The convergence of motion and stills in advertising productions has been on my radar for a while now. More and more, I’m being asked to create video content alongside stills productions for clients and, while this comes with many additional challenges that most clients aren’t aware of, I really enjoy shooting motion as much as stills and have tried to find ways to create both types of content that has a consistent look and feel that brands require for ad work.
One way that I’ve managed to create dual content is by using continuous lighting for both stills and video. I love complex and sophisticated light set ups and there’s no reason that traditional flash set ups can’t be done with continuous lighting with some advance testing.
In my experience, it’s just not practical or effective to light the stills set ups with flash and then relight with continuous for the video so, I’ve been gravitating towards making continuous work for me in both scenarios.
In terms of control and light quality, today’s HMI’s are pretty incredible and I’ve tested a number of them. When you combine that with the higher ISO capabilities of the current cameras, continuous is a viable solution for both stills and video now.

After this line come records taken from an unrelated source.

PR #1086, opened 2025-09-08
Only set payload converter, fail if already set

### LINKED ISSUE #1084: [Feature Request] Do not clobber user payload codec in OpenAI plugin

OpenAI plugin replaces the entire data converter instead of just the payload converter. Also, per https://github.com/temporalio/sdk-python/pull/1083#pullrequestreview-3194906671, we should consider erroring if the data converter is provided with a non-default payload converter (since we are overriding it). Or we could error only if the user-provided payload converter is not what we need (Pydantic with a setting set). There could be discussions on advanced user payload converter customization on top of the one OpenAI plugin sets, but that can wait until needed.

tconley1428:
## What was changed
Title

## Why?
Users may need to include a codec with OpenAI functionality

## Checklist

1. Closes #1084 

2. How was this tested:

3. Any docs updates needed?

### DIFF
--- a/temporalio/contrib/openai_agents/_temporal_openai_agents.py
+++ b/temporalio/contrib/openai_agents/_temporal_openai_agents.py
@@ -259,7 +259,7 @@ class OpenAIAgentsPlugin(temporalio.client.Plugin, temporalio.worker.Plugin):
     def _data_converter(converter: Optional[DataConverter]) -> DataConverter:
         if converter is None:
             return DataConverter(payload_converter_class=OpenAIPayloadConverter)
-        elif isinstance(converter.payload_converter, DefaultPayloadConverter):
+        elif converter.payload_converter_class is DefaultPayloadConverter:
             return dataclasses.replace(
                 converter, payload_converter_class=OpenAIPayloadConverter
             )
--- a/temporalio/contrib/openai_agents/_temporal_openai_agents.py
+++ b/temporalio/contrib/openai_agents/_temporal_openai_agents.py
@@ -1,5 +1,6 @@
 """Initialize Temporal OpenAI Agents overrides."""
 
+import dataclasses
 from contextlib import asynccontextmanager, contextmanager
 from datetime import timedelta
 from typing import AsyncIterator, Callable, Optional, Union
@@ -43,6 +44,7 @@ from temporalio.contrib.pydantic import (
 )
 from temporalio.converter import (
     DataConverter,
+    DefaultPayloadConverter,
 )
 from temporalio.worker import (
     Replayer,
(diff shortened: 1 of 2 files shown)


temporalio/contrib/openai_agents/_temporal_openai_agents.py
```diff
@@ -250,6 +255,20 @@ def init_worker_plugin(self, next: temporalio.worker.Plugin) -> None:
         """Set the next worker plugin"""
         self.next_worker_plugin = next
 
+    @staticmethod
+    def _data_converter(converter: Optional[DataConverter]) -> DataConverter:
+        if converter is None:
+            return DataConverter(payload_converter_class=OpenAIPayloadConverter)
+        elif isinstance(converter.payload_converter, DefaultPayloadConverter):
```
```suggestion
        elif converter.payload_converter is PayloadConverter.default:
```

`DefaultPayloadConverter` is uses the word "default" as in "default behavior" not that it is the sole default. It is very common for people to instantiate/extend the `DefaultPayloadConverter`. Alternatively you could:

```suggestion
        elif converter.payload_converter_class is DefaultPayloadConverter:
```

^ That's actually probably better

temporalio/contrib/openai_agents/_temporal_openai_agents.py
```diff
@@ -250,6 +255,20 @@ def init_worker_plugin(self, next: temporalio.worker.Plugin) -> None:
...
+            return dataclasses.replace(
+                converter, payload_converter_class=OpenAIPayloadConverter
+            )
+        elif not isinstance(converter.payload_converter, OpenAIPayloadConverter):
```
cretz, line 266: Is there a use case for extending this? If there is, we should consider exposing the same constructor options that Pydantic converter does and exposing those options on the Pydantic data converter class, and making a fixed `OpenAIPayloadConverter.default` class var that people can reference

tconley1428: I don't think there is much of a use case for extending it, it does so little you may as well just extend the pydantic one and set this one thing.

cretz: > it does so little you may as well just extend the pydantic one and set this one thing

Which will fail the validation as is currently written. I wonder if it's even worth exposing to users the `OpenAIPayloadConverter` at this time? Maybe expose to-json options from Pydantic converter and alter this check to just ensure that one option is set? But I'm ok with it as is if it makes more sense.

tconley1428: I exposed it so that someone could register it + their codec in a converter.

cretz: Arguably `openai_agents.default_data_converter()` could be a module-level function in this module, but I'm ok with this too

tconley1428: Mmm, yeah that would work too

I used K5600’s Jokers for this series of cinemagraphs and still ads for a renovation contractor and shot both the still images and the video files on a Canon 5DS R just to make it as simple as possible to switch between formats.

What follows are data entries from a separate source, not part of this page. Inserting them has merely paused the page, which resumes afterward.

PR #1092, opened 2025-09-09
Changes to adapt to openai version 0.2.11

### LINKED ISSUE #1091: [Bug] `_TemporalModelStub.get_response` incompatible with latest `openai-agents-python` (`conversation_id` kwarg)

Use the Temporal Python SDK’s openai agents integration with the latest `openai-agents` python library to run agents.

### Describe the bug

When running a workflow `_TemporalModelStub.get_response`, raises a `TypeError` because the method signature does not accept the new `conversation_id` argument recently added upstream in `openai-agents-python`.

Error trace:

```
TypeError: _TemporalModelStub.get_response() got an unexpected keyword argument 'conversation_id'

/.venv/lib/python3.13/site-packages/agents/run.py", line 1398, in _get_new_response
    new_response = await model.get_response(
        system_instructions=filtered.instructions,
        prompt=prompt_config,
        conversation_id=conversation_id,
    )
    ^
```

Upstream change that introduced this parameter:

* [https://github.com/openai/openai-agents-python/commit/164acb59d9512c1dc0db739b88bda1b75264ecfe](https://github.com/openai/openai-agents-python/commit/164acb59d9512c1dc0db739b88bda1b75264ecfe)
* PR: [[Fix #1564 Add conversations API support (#1587)](https://github.com/openai/openai-agents-python/pull/1587)](https://github.com/openai/openai-agents-python/pull/1587)

### Minimal Reproduction

1. Install the latest `openai-agents` python (post conversations API support).
2. Run a sample agents workflow.
3. Observe `TypeError`.

Relevant code in SDK:
[`[_temporal_model_stub.py#L60](https://github.com/temporalio/sdk-python/blob/44f0c42fa8b0d48c2d13bb9b238023eb983dc07f/temporalio/contrib/openai_agents/_temporal_model_stub.py#L60)`](https://github.com/temporalio/sdk-python/blob/44f0c42fa8b0d48c2d13bb9b238023eb983dc07f/temporalio/contrib/openai_agents/_temporal_model_stub.py#L60)

### Environment/Versions

* **OS and processor:** e.g. macOS 14.5 (M1)
* **Python version:** 3.13
* **Temporal SDK version:** 1.4.1
* **OpenAI Agents Python version: 0.2.3. (conversation_id was added in 0.2.10)

### Additional context

This bug was introduced due to drift between the Temporal stub and the upstream `openai-agents` python model interface.

Possible fixes:

* Update `_TemporalModelStub.get_response` to accept `conversation_id: Optional[str] = None`.
* Consider adding `**kwargs` passthrough to reduce future breakage.

tconley1428:
## Checklist

1. Closes #1091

The client wanted to have both cinemagraphs and stills with a retouched feel that was a little edgy and hyper real so, I consulted with retoucher Peter Worthington, who’s done incredible work for me in the past. Retouching the stills is one thing but, retouching the video files is more complex and time consuming process.
Peter came up with a plan where we would modify the stills as we liked and then duplicate those changes over the other video files layer by layer, then create the motion masks and export the final GIF’s.
On set, we used K5600’s Big Eye in an 800w Joker as our key light and alternated between a second 800 and a 1600 with barn doors on set to create edge light or some interesting backlight effects.